▶ WHAT IS EXPECTED
A stretch of the entries below is to be set down exactly, running from the line with "apiology: **Claude:** Fixed" through the line with "ready for review", both included, and no other line.

▶ MATERIAL FOR THIS TASK
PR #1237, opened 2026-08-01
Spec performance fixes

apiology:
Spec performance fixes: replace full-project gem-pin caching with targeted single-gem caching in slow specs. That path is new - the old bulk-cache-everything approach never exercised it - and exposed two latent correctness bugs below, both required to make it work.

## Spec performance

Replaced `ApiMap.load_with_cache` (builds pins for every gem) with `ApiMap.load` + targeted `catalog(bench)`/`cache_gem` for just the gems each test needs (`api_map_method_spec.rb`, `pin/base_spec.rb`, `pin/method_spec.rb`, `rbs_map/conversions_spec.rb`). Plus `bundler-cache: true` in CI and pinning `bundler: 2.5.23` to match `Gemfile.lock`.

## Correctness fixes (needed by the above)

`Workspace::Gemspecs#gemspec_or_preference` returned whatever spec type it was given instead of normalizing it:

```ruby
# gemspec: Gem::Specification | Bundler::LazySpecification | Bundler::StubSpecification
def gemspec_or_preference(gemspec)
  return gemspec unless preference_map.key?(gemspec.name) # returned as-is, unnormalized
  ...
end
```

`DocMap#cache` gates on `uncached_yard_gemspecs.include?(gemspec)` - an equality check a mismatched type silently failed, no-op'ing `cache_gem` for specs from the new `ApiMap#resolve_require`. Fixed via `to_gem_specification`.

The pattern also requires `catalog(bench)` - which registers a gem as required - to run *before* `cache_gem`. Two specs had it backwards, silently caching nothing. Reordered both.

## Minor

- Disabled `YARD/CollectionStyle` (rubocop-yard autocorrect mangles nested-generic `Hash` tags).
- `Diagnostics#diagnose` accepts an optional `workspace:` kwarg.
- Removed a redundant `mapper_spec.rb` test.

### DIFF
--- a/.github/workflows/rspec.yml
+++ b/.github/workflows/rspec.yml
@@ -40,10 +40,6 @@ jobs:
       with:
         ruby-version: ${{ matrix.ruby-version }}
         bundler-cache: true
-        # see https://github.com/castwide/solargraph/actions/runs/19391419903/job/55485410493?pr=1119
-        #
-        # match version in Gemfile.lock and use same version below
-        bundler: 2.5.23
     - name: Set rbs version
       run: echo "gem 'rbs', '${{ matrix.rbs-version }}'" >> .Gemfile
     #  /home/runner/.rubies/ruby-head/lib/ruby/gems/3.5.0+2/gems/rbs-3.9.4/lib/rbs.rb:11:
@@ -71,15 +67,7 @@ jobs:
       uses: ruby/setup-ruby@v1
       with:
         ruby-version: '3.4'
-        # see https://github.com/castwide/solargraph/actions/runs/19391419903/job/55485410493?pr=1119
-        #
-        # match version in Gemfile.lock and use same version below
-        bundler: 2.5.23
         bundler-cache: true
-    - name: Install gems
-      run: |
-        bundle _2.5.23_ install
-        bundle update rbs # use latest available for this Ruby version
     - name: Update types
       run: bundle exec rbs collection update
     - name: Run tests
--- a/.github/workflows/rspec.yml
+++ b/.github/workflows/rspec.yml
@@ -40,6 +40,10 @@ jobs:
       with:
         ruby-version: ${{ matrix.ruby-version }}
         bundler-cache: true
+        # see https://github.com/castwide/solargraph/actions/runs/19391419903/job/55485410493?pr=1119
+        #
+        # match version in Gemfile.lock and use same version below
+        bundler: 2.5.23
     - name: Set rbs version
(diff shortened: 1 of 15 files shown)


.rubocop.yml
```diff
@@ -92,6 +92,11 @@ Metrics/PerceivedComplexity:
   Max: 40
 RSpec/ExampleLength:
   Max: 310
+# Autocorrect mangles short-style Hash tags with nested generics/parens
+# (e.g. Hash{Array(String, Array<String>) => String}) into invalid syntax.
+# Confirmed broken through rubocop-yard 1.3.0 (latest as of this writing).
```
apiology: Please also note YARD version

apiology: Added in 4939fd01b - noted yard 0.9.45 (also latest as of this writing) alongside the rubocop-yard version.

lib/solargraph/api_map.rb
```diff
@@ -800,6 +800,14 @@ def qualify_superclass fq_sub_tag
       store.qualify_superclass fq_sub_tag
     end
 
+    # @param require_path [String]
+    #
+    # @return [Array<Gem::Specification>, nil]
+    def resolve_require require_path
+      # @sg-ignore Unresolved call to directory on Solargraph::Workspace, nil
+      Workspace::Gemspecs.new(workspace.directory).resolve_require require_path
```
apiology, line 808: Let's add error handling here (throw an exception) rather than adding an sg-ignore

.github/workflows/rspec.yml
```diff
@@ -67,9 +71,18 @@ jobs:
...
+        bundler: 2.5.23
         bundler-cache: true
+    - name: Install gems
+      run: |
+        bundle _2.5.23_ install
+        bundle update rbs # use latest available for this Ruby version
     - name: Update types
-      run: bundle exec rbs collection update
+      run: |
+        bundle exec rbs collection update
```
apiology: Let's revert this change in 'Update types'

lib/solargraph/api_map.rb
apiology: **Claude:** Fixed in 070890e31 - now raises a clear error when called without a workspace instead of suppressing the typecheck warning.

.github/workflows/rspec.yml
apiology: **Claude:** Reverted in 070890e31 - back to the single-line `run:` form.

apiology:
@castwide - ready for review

---

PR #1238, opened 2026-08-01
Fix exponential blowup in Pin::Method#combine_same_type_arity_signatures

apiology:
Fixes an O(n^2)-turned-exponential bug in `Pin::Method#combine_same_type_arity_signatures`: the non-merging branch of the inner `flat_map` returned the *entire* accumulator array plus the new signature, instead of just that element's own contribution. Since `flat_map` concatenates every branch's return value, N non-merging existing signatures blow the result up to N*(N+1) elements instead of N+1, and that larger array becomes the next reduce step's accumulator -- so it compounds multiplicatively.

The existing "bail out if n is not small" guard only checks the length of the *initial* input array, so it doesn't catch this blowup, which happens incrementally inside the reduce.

▶ EXERCISE SOLUTION
apiology: **Claude:** Fixed in 070890e31 - now raises a clear error when called without a workspace instead of suppressing the typecheck warning.

.github/workflows/rspec.yml
apiology: **Claude:** Reverted in 070890e31 - back to the single-line `run:` form.

apiology:
@castwide - ready for review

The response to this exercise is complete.